AIM OF THE TASK ::
Return a copy of every line in the records that includes the word "listDirectory".

Dataset entries
········

PR #53, opened 2016-12-22
adds `initializedValue`

silky:
as per https://github.com/blackgnezdo/tensorflow-haskell/commit/3f50193954f50dbbb3f773d8f719c887a66825a7 this attempts to introduce the `initialized_value` function.

do we want this? does this make sense?

### DIFF
--- a/tensorflow-ops/src/TensorFlow/Ops.hs
+++ b/tensorflow-ops/src/TensorFlow/Ops.hs
@@ -68,6 +68,7 @@ module TensorFlow.Ops
     , constant
     , CoreOps.equal
     , expandDims
+    , initializedValue
     , initializedVariable
     , zeroInitializedVariable
     , CoreOps.fill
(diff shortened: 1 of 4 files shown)


tensorflow-ops/src/TensorFlow/Ops.hs
```diff
@@ -161,6 +164,18 @@ placeholder shape' =
...
+
+-- | Construct a tensor whose value is the initialized value of the given
+-- tensor.
+initializedValue :: forall a v.  TensorType a 
+    => Tensor v a 
+    -> Build (Tensor v a)
+initializedValue t = do
+    ns <- use initializationNodes
+    -- Make this tensor depend on the initializers of the other.
+    withNodeDependencies (fromList ns) (render t)
```
blackgnezdo: I'm certainly impressed by how small the change is :)

On the other hand, this is a really big hammer which will impede concurrency (and result in O(n^2) graph size). This effect may also kick in unexpectedly when somebody refactors their code and a variable that was created with few `initializationNodes` suddenly get moved to a later point when a lot of variables are created prior to it.

silky: Okay, fair comments.

PR #58, opened 2016-12-30
Updated TensorFlow.

blackgnezdo:
Needed to list a newly added proto in cabal file.

### DIFF
--- a/ci_build/outer_launch_tests.sh
+++ b/ci_build/outer_launch_tests.sh
@@ -8,6 +8,5 @@ STACK_RESOLVER=${STACK_RESOLVER:-lts-6.2}
 IMAGE_NAME=tensorflow/haskell/ci_build:$STACK_RESOLVER
 
 git submodule update
-docker pull tensorflow/tensorflow:nightly-devel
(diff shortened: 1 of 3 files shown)


judah:
LGTM, but any idea why the CI build is failing?

ci_build/outer_launch_tests.sh
```diff
@@ -8,5 +8,6 @@ STACK_RESOLVER=${STACK_RESOLVER:-lts-6.2}
 IMAGE_NAME=tensorflow/haskell/ci_build:$STACK_RESOLVER
 
 git submodule update
+docker pull tensorflow/tensorflow:nightly-devel
```
judah: Not necessary in this PR, but: what do you think about making the dockerfiles more specific than "nightly" so they correspond more stably to the submodule's version?  For example, picking a release like `tensorflow/tensorflow:0.12.1-devel`:
https://hub.docker.com/r/tensorflow/tensorflow/tags/

blackgnezdo: I think 0.12.1-devel is not compatible with recent TF. We'll probably have to wait until newer tag before pinning it.

PR #60, opened 2017-01-14
Add example to README + make haddock link more prominent

fkm3:
Let me know if you have any better ideas for a "just show me some code" sort of example.

### DIFF
--- a/tensorflow-ops/examples/Regression.hs
+++ b/tensorflow-ops/examples/Regression.hs
@@ -1,0 +1,46 @@
+-- | Simple linear regression example for the README.
+
+import Control.Monad (replicateM, replicateM_, zipWithM)
+import System.Random (randomIO)
+import Text.Printf (printf)
+
+import qualified TensorFlow.Core as TF
+import qualified TensorFlow.GenOps.Core as TF
+import qualified TensorFlow.Gradient as TF
+import qualified TensorFlow.Ops as TF
+
+main :: IO ()
+main = do
+    -- Generate data where `y = x*3 + 8`.
+    xData <- replicateM 100 randomIO
+    let yData = [x*3 + 8 | x <- xData]
+    -- Fit linear regression model.
+    (w, b) <- fit xData yData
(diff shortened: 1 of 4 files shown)


tensorflow-ops/tensorflow-ops.cabal
```diff
@@ -30,6 +30,18 @@ library
                 , text
   default-language:    Haskell2010
 
+
```
judah: Surround the executable block with a single blank line, similar to the rest of this file.

tensorflow-ops/examples/Regression.hs
```diff
@@ -0,0 +1,46 @@
...
+    let yHat = (x `TF.mul` w) `TF.add` b
+        loss = TF.square (yHat `TF.sub` y)
+    -- Optimize with gradient descent.
+    trainStep <- TF.build (gradientDescent 0.001 loss [w, b])
+    replicateM_ 1000 (TF.run trainStep)
+    -- Return the learned parameters.
+    (TF.Scalar w', TF.Scalar b') <- TF.run (w, b)
+    return (w', b')
+
+gradientDescent :: Float
```
judah: Consider including `gradientDescent` in the README example to make it self-contained, since it's only a few more lines?  Up to you.

blackgnezdo: Unless we compile the code in README.md it will grow stale. Having the complete compiled (better yet - tested) sample makes it more likely to work.

tensorflow-ops/tensorflow-ops.cabal

tensorflow-ops/examples/Regression.hs
fkm3: It doesn't look like there is a way to include a source file into the markdown, so as to force them to be in sync. I've included the full source in the example now + turned it into a test.

fkm3:
FYI, you can view the rendered markdown here: https://github.com/fkm3/tensorflow-haskell/tree/readme_example

PR #69, opened 2017-02-08
Uprev to TF 1.0rc1.

blackgnezdo:
* Download protoc and libtensorflow instead of running bazel.


judah:
The description mentions hiding ResourceHandle ops; I didn't see such a change in these commits/

blackgnezdo:
Removed the ResourceHandle note. It was out of date.

PR #70, opened 2017-02-09
Add tensorflow-records and tensorflow-records-conduit package

fkm3:
Original author: @awpr

### DIFF
--- a/tensorflow-records/src/TensorFlow/CRC32C.hs
+++ b/tensorflow-records/src/TensorFlow/CRC32C.hs
@@ -1,0 +1,55 @@
+-- Copyright 2016 TensorFlow authors.
+--
+-- Licensed under the Apache License, Version 2.0 (the "License");
+-- you may not use this file except in compliance with the License.
+-- You may obtain a copy of the License at
+--
+--     http://www.apache.org/licenses/LICENSE-2.0
+--
+-- Unless required by applicable law or agreed to in writing, software
+-- distributed under the License is distributed on an "AS IS" BASIS,
+-- WITHOUT WARRANTIES OR CONDITIONS OF ANY KIND, either express or implied.
+-- See the License for the specific language governing permissions and
+-- limitations under the License.
+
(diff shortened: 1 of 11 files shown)


fkm3:
@awpr, let me know if you'd rather take this over. If not, I'll try to edit you in as the commit author before merging.

tensorflow-records/src/TensorFlow/CRC32C.hs
```diff
@@ -0,0 +1,55 @@
...
+import qualified Data.ByteString as B
+import qualified Data.ByteString.Lazy as BL
+import Data.Digest.CRC32C (crc32c_update)
+import Data.List (foldl')
+import Data.Word (Word32)
+
+-- | Compute the CRC32C checksum of the concatenation of the bytes checksummed
+-- by the given CRC32C value and the bytes in the given ByteString.
+extend :: Word32 -> B.ByteString -> Word32
+extend = crc32c_update
```
fkm3: Changed this to use Data.Digest.CRC32C instead of FFI.

tensorflow-records/src/TensorFlow/Records.hs
```diff
@@ -0,0 +1,131 @@
...
+-- | Put a record length and its checksum.
+putTFRecordLength :: Word64 -> Put
+putTFRecordLength x =
+  let put = putWord64le x
+      len = 8
+      crc = CRC.mask $ unsafePerformIO $
+          -- Serialized Word64 is always 8 bytes, so we can go fast by using
+          -- alloca.
+          unsafeWithFixedWidthBuilder len (execPut put) $
+              \ptr -> CRC.extend 0 <$> unsafePackCStringLen (castPtr ptr, len)
```
fkm3: Changed this to use `extend` instead of `nativeExtend`.

awpr:
Thanks for taking the time to externalize this!  I'd like to move a few things around now that it's using an external CRC32C implementation, and I've already figured out how to get separate author/committer in git, so I can do those two things and get the history just right at the same time.

PR #74, opened 2017-02-13
Add support for logging to tensorboard

fkm3:
Based on @gnezdo's internal version with some differences:

* Uses a pure haskell implementation of EventWriter instead of FFI.
* Special `buildAnd*` functions were dropped in favor of using
  `mergeAllSummaries :: Build SummaryTensor` with the normal
  `build` function.


tensorflow-ops/src/TensorFlow/Logging.hs
```diff
@@ -0,0 +1,158 @@
...
+-- > -- Write summaries to an EventWriter.
+-- > train = TF.withEventWriter "/path/to/logs" $ \eventWriter -> do
+-- >     summaryTensor <- TF.build TF.allSummaries
+-- >     forM_ [1..] $ \step -> do
+-- >         if (step % 100 == 0)
+-- >             then do
+-- >                 ((), summaryBytes) <- TF.run (trainStep, summaryTensor)
+-- >                 let summary = decodeMessageOrDie (TF.unScalar summaryBytes)
+-- >                 TF.logSummary eventWriter step summary
+-- >             else TF.run_ trainStep
```
fkm3: The interface feels a bit awkward. I wonder if we could add `SummaryTensor` as a separate type instead of an alias of `Tensor Value ByteString` and then handle the decoding automatically.

tensorflow-ops/tensorflow-ops.cabal
```diff
@@ -16,18 +16,31 @@ library
   exposed-modules: TensorFlow.Gradient
                  , TensorFlow.Ops
                  , TensorFlow.EmbeddingOps
+                 , TensorFlow.Logging
   build-depends:  proto-lens == 0.1.*
                 , base >= 4.7 && < 5
                 , bytestring
-                , fgl
-                , mtl
+                , conduit
```
blackgnezdo: As you noted, having heavy dependencies in the core will slow things down. I vote for introducing tensorflow-logging, unless you believe everything will have logging.

tensorflow-logging/src/TensorFlow/Logging.hs
```diff
@@ -0,0 +1,158 @@
...
+import qualified TensorFlow.GenOps.Core as CoreOps
+
+-- | Handle for logging TensorBoard events safely from multiple threads.
+data EventWriter = EventWriter (TBMQueue Event) (MVar ())
+
+-- | Writes Event protocol buffers to event files.
+withEventWriter ::
+    (MonadIO m, MonadMask m)
+    => FilePath
+    -- ^ logdir. Directory where event file will be written.
```
blackgnezdo: Harmonize logdir vs filePrefix and newEventWriter logdir?

tensorflow-logging/src/TensorFlow/Logging.hs
```diff
@@ -0,0 +1,158 @@
...
+newEventWriter :: FilePath -> IO EventWriter
+newEventWriter logdir = do
+    createDirectoryIfMissing True logdir
+    -- Create unique filename from prefix.
+    t <- doubleWallTime
+    hostname <- getHostName
+    let filename = printf (logdir </> "events.out.tfevents.%010d.%s")
+                          (truncate t :: Integer) hostname
+    -- Asynchronously consume events from a queue.
+    q <- newTBMQueueIO 1024
```
blackgnezdo: Document why 1024?

tensorflow-logging/tests/LoggingTest.hs
```diff
@@ -0,0 +1,63 @@
...
+    withSystemTempDirectory "event_writer_logs" $ \dir -> do
+        assertEqual "No file before" [] =<< listDirectory dir
+        let expected = [ def & step .~ 10
+                       , def & step .~ 222
+                       , def & step .~ 8
+                       ]
+        withEventWriter dir $ \eventWriter ->
+            mapM_ (logEvent eventWriter) expected
+        files <- listDirectory dir
+        assertBool "One file exists after" (length files == 1)
```
blackgnezdo: This should give a more informative error message:
assertEqual 1 (length files)

tensorflow-logging/tests/LoggingTest.hs
```diff
@@ -0,0 +1,63 @@
...
+        records <- runResourceT $ Conduit.runConduit $
+            sourceTFRecords (dir </> head files) =$= Conduit.consume
+        let (header:body) = decodeMessageOrDie . BL.toStrict <$> records
```
blackgnezdo: Assert that length of records > 0? Just to save debugging grief.

tensorflow-logging/src/TensorFlow/Logging.hs
fkm3: Done.

tensorflow-logging/src/TensorFlow/Logging.hs
fkm3: Done.

tensorflow-logging/tests/LoggingTest.hs
fkm3: Done.

tensorflow-logging/tests/LoggingTest.hs
fkm3: Done.

tensorflow-ops/src/TensorFlow/Logging.hs
```diff
@@ -0,0 +1,158 @@
...
+import qualified TensorFlow.GenOps.Core as CoreOps
+
+-- | Handle for logging TensorBoard events safely from multiple threads.
+data EventWriter = EventWriter (TBMQueue Event) (MVar ())
+
+-- | Writes Event protocol buffers to event files.
+withEventWriter ::
+    (MonadIO m, MonadMask m)
+    => FilePath
+    -- ^ logdir. Directory where event file will be written.
```
blackgnezdo: Let's specify explicitly the limitation (which was a reason for me to use FFI internally):
-- ^ logdir. Local filesystem directory where event file will be written.

fkm3: Done. I hadn't thought about that, but it shouldn't be too difficult to generalize later.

········

YOUR RESPONSE ::
+        assertEqual "No file before" [] =<< listDirectory dir
+        files <- listDirectory dir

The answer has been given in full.